- [Exercise] Set down exactly the lines below between the line holding "if(newValue && !$select.open" and the line holding "scope.$eval(attrs.minimumInputLength) : null;", inclusive; no other line belongs in the answer.
********
PR #1585, opened 2016-04-28
feat(ui-select-choices): expression based minimum-input-length

tystol:
Allows scope expressions to be used to calculate a minimum-input-length filter for the ui-select-choices directive.

Useful for showing all options when the option list is small, but applying a minimum when the list is large eg:

`minimum-input-length="people.length > 50 ? 3 : 0"`

### DIFF
--- a/src/uiSelectChoicesDirective.js
+++ b/src/uiSelectChoicesDirective.js
@@ -68,7 +68,8 @@ uis.directive('uiSelectChoices',
         scope.$watch('$select.search', function(newValue) {
           if(newValue && !$select.open && $select.multiple) $select.activate(false, true);
           $select.activeIndex = $select.tagging.isActivated ? -1 : 0;
-          if (!attrs.minimumInputLength || $select.search.length >= attrs.minimumInputLength) {
+		  var minimumInputLength = attrs.minimumInputLength ? scope.$eval(attrs.minimumInputLength) : null;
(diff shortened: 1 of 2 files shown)


user378230:
Your indenting is slightly off. 

But I think maybe for consistency we follow the same pattern as the other observable attributes?..
```js
attrs.$observe('refreshDelay', function() {
  // $eval() is needed otherwise we get a string instead of a number
  var refreshDelay = scope.$eval(attrs.refreshDelay);
  $select.refreshDelay = refreshDelay !== undefined ? refreshDelay : uiSelectConfig.refreshDelay;
});
```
********
- [Exercise response]
           if(newValue && !$select.open && $select.multiple) $select.activate(false, true);
           $select.activeIndex = $select.tagging.isActivated ? -1 : 0;
-          if (!attrs.minimumInputLength || $select.search.length >= attrs.minimumInputLength) {
+		  var minimumInputLength = attrs.minimumInputLength ? scope.$eval(attrs.minimumInputLength) : null;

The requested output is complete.